(AP) -- A little beetle could cause big problems for Florida's multimillion-dollar avocado industry.
Scientists are tracking the redbay ambrosia beetle as it crisscrosses the southeastern United States, spreading a fungus that is killing avocado trees. The beetle and the fungus it transmits could be devastating in Florida, the country's second-largest avocado producer.
The fungus, called laurel wilt disease, has so far only affected the avocado trees of homeowners and has not yet infiltrated the industry's commercial growing hub in South Florida, said University of Florida plant pathologist Randy Ploetz.
It has already been recorded Okeechobee County, however, which is dangerously close to Miami-Dade County, where most of the state's 7,500 acres of commercial trees are planted.
"It has not reached us yet," Ploetz said, "but it's only 100 miles away."
About 60,000 Floridians have at least one avocado tree growing in their yards. Florida's avocado industry brings in about $30 million annually.
Florida trails only California, which has not yet been infiltrated by the pest, in avocado production nationwide. Under a rough estimate in which half of the state's commercial avocado trees died, it would mean a total economic impact of about $27 million, including lost jobs, said UF agricultural economist Gilly Evans.
"It could wipe out the entire industry," he said.
Evans estimated that about $250,000 had been spent on research, with scientists working to find a treatment that could slow the disease's spread. But possible pesticides or fungicides might present health risks or be too expensive for growers.
In Miami-Dade, there is little Craig Wheeling can do to protect his Homestead-based business. The CEO of Brooks Tropicals says the impending threat of laurel wilt disease bears a striking resemblance to citrus canker, which struck Florida orange and lime growers years ago, causing millions of dollars in damage.
"Having gone through that mess in the early 2000s, we're very concerned when we see the redbay ambrosia beetle coming down," he said.
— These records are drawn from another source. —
PR #618, opened 2018-10-15
Remove Safari 11.1

jugglinmike:
This project now collects results from Safari 12 via an
internally-managed macOS system. Results from that release are more
relevant to this project, so the overhead of maintaining integration
with the Safari 11.1 browser offered by Sauce Labs is no longer
justified.

Update the configuration so that the Buildbot build master no longer
creates jobs for Safari 11.1 via Sauce Labs.

### DIFF
--- a/src/master/browsers.json
+++ b/src/master/browsers.json
@@ -39,14 +39,6 @@
         "os_version": "*",
         "remote": false
     },
-    "safari-11.1-macos-10.13-sauce": {
-        "browser_name": "safari",
-        "browser_channel": "stable",
-        "browser_version": "11.1",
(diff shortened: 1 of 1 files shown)


jugglinmike:
:tada: :balloon: :pizza: :horse: :tada:

jugglinmike:
Would one of you folks mind merging on my behalf?

foolip:
Yep, seems like an appropriate amount of excitement for a browser update being completed :)

foolip:
@jugglinmike it seems like this wasn't effective, in https://wpt.fyi/test-runs we're still seeing Safari 11 results as recently as today.

PR #621, opened 2018-10-29
Turn Server-Timing experimental feature on

cvazac:
I'm attempting to improve the [server-timing results](https://wpt.fyi/results/server-timing) on Safari.

image

I will remove this if/when Safari enables this by default.

### DIFF
--- a/src/scripts/safari-disable-popup-blocker.sh
+++ b/src/scripts/safari-disable-popup-blocker.sh
@@ -31,6 +31,9 @@ fi
 # https://github.com/web-platform-tests/wpt/blob/1999770b55cb8cdd93dbce0e78e5c94b2ba22e0e/tools/wptrunner/wptrunner/browsers/sauce_setup/safari-prerun.sh
 defaults write com.apple.Safari com.apple.Safari.ContentPageGroupIdentifier.WebKit2JavaScriptCanOpenWindowsAutomatically -bool true
 
+# turn on experimental features
+defaults write com.apple.Safari ExperimentalServerTimingEnabled -bool true
+
 echo Closing all instances of the application to ensure the changes
 echo are observed.
 


cvazac:
@jugglinmike can you PTAL?

jugglinmike:
Thanks for the patch, @cvazac!

In order to help others reproduce the results they find on wpt.fyi, we should document this step more widely. Can you patch [WPT's instructions on running the tests in Safari](https://github.com/web-platform-tests/wpt/blob/master/docs/_running-tests/safari.md) (as published at https://web-platform-tests.org/running-tests/safari.html)?

As for the change itself, this may not the best place to insert the new setting. The name "safari-disable-popup-blocker.sh` doesn't describe a change like this. Also, note that this script only runs for the stable release of Safari. Should this configuration also apply to Safari Technology Preview?

I can help work this in to another script, though it'll be a few days before I have the time.

cvazac:
Thx for the review @jugglinmike!

I made a [new file](https://github.com/web-platform-tests/results-collection/pull/621/files#diff-62c40428ce5db7e89d43814770d43268) for the experimental flag code - but I couldn't figure out how to test it locally.

Yes, this should run in TP as well.

[PR](https://github.com/web-platform-tests/wpt/pull/13932)for safari.md documentation change.

src/scripts/safari-enable-experimental-features.sh
```diff
@@ -0,0 +1,11 @@
+#!/bin/bash
+
+# turn on experimental features
+safari-enable-experimental-features.shsafari-enable-experimental-features.sh
```
Hexcles: Typo?

jugglinmike:
> Yes, this should run in TP as well.

Excuse me, I forgot that we have a precedent for this kind of thing.

[We only apply Chrome's `--enable-experimental-web-platform-features` when testing the browser's experimental release.](https://github.com/web-platform-tests/results-collection/blob/master/src/master/wpt_run_step.py#L119-L122) That makes the results for the "stable" release representative of a typical user's experience using the stock browser, and it also gives implementers visibility into the cutting edge. We should apply the same policy to Safari and Server Timing.

In addition to updating the script itself, there's another small change we'll need to make to support STP. We never know when the next release will be published, so in order to always test the latest version, we install the browser every time we attempt to collect results. In order for the new script to modify the freshly-installed browser, we'll have to invoke it after [that "build step" in the Buildbot configuration file](https://github.com/web-platform-tests/results-collection/blob/07f9839fb21a0f619403346664482a963757973e/src/master/master.cfg#L330-L336).

jugglinmike:
Also cc @foolip, who has been automating Safari in another environment.

foolip:
It would be great to get this into tools/wpt/run.py:
https://github.com/web-platform-tests/wpt/blob/bfc7ce508b754e84e95830c2186f1fa8eb9f179e/tools/wpt/run.py#L378-L385

See `Chrome.setup_kwargs` and `Firefox.setup_kwargs` in that file for precedent. If we put it into wpt itself, it'll also work for the Safari TP runs we'll be doing on PRs. cc @lukebjerring

foolip:
@cvazac @youennf are setting shared by Safari stable and TP, or are there settings that are only used by STP? Something that would make this easier is if it were possible to pass these settings to Safari as command line arguments to safaridriver. Do you think that'd make sense? cc @burg

burg:
They have separate settings. Safari is not big on adding command line arguments if possible. Would your use case be satisfied if experimental features could be toggled by WebDriver capabilities?

foolip:
Yes, that would be great I think, if they then have no  effect beyond the WebDriver session.

cvazac:
Picking back up on this... if I'm re-reading this correctly, we want to turn on some features for TP only. Has anything upstream made this easier - or should I make those changes from this PR?

cc @jugglinmike @foolip @burg

foolip:
@cvazac the code can live in wpt no problem, only issue is that it changes global state for a browser the user might also be using for browsing. Just putting it behind a flag that's enabled when running in CI would work for now.

foolip:
ping @cvazac, are you still interested in this?

cvazac:
@foolip Yes, I would love to clean up the Safari results. Unfortunately, the path to get there (^^^) is not at all clear to me. :(

foolip:
@cvazac is putting the behavior behind a flag that we only use in CI an OK path? Are there other blockers too?

foolip:
I've sent https://github.com/web-platform-tests/wpt/pull/16177 to do this for the Azure Pipelines setup which is now providing most of the results seen on wpt.fyi.

Issue #257, opened 2021-02-17
Attempt to invoke virtual method 'int java.lang.Integer.intValue()' on a null object reference


jcesarmobile:
### Plugin(s)
local-notifications

### Capacitor Version

```
PASTE OUTPUT HERE
```

### Platform(s)
android

### Current Behavior
app crash with NullPointerException: Attempt to invoke virtual method 'int java.lang.Integer.intValue()' on a null object reference

### Expected Behavior
to not crash

### Code Reproduction
in the sample app tap the "SCHEDULE NOW" and app will crash with the mentioned message

PR #258, opened 2021-02-17
fix(local-notifications): Checking for null schedule in notification JSObject

theproducer:
This PR fixes a crash caused by attempting create a LocalNotificationSchedule object when its source `schedule` JSObject was null.

fixes: https://github.com/ionic-team/capacitor-plugins/issues/257

### DIFF
--- a/local-notifications/android/src/main/java/com/capacitorjs/plugins/localnotifications/LocalNotificationSchedule.java
+++ b/local-notifications/android/src/main/java/com/capacitorjs/plugins/localnotifications/LocalNotificationSchedule.java
@@ -20,8 +20,7 @@ public class LocalNotificationSchedule {
 
     private Boolean whileIdle;
 
-    public LocalNotificationSchedule(JSObject jsonNotification) throws ParseException {
-        JSObject schedule = jsonNotification.getJSObject("schedule");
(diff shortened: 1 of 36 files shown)


local-notifications/android/src/main/java/com/capacitorjs/plugins/localnotifications/LocalNotificationSchedule.java
```diff
@@ -20,8 +20,7 @@
 
     private Boolean whileIdle;
 
-    public LocalNotificationSchedule(JSObject jsonNotification) throws ParseException {
-        JSObject schedule = jsonNotification.getJSObject("schedule");
+    public LocalNotificationSchedule(JSObject schedule) throws ParseException {
         if (schedule != null) {
```
jcesarmobile, line 24: Since you are checking if `schedule` is `null` before creating the `LocalNotificationSchedule` in `LocalNotification.java`, you can remove the `null` check from here. Other than that, changes look good.

theproducer: Yeah - I thought I took care of that, thanks for pointing it out!

jcesarmobile (approved):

Scientists believe the beetle is native to Asia and first came to the United States through a shipping port in Georgia. Laurel wilt was first documented in the U.S. in 2004 and has so far popped up in South Carolina, Georgia and Florida. The beetle naturally expands its range about 20 to 30 miles each year, but is also transported when the beetle's host tree is cut for firewood.
"When you're moving wood around and you have some redbay growing out there and you have some backyard avocados growing as well, you may be providing an easy pathway for that pest to move south," said Frank Koch, a researcher with the North Carolina State University who has projected the beetle and the disease it carries will hit South Florida around 2020 or sooner.
Laurel wilt is both difficult to identify and quickly attacks a tree, starting at its crown and working its way throughout the plant. Beetles that spread the fungus tend to attack healthy plants, scientists say, burrowing a tunnel in the wood then inoculating its walls with spores.
"What you're looking for is wilted stems as leaves, some black streaking in the wood. Strings of compacted sawdust that would be protruding primarily from tree trunks," state Department of Agriculture spokesman Mark Fagan said.
Of the 28 species of avocado grown in Florida, all are susceptible to the disease but not all have died, Fagan said. So far only homeowners have been affected, which has made it challenging for researchers to how the disease should be handled by commercial growers. Other types of redbay trees at risk include sassafras, camphor, silkbay, swampbay, pondspice and pondberry, which is an endangered species.
"Trying to predict what this thing is going to do has been difficult, because this is actually a brand new disease," Ploetz said. "We knew nothing about this before it showed up."
On the Net:
University of Florida Institute of Food and Agricultural Sciences Extension, http://edis.ifas.ufl.edu/HS379
©2009 The Associated Press. All rights reserved. This material may not be published, broadcast, rewritten or redistributed.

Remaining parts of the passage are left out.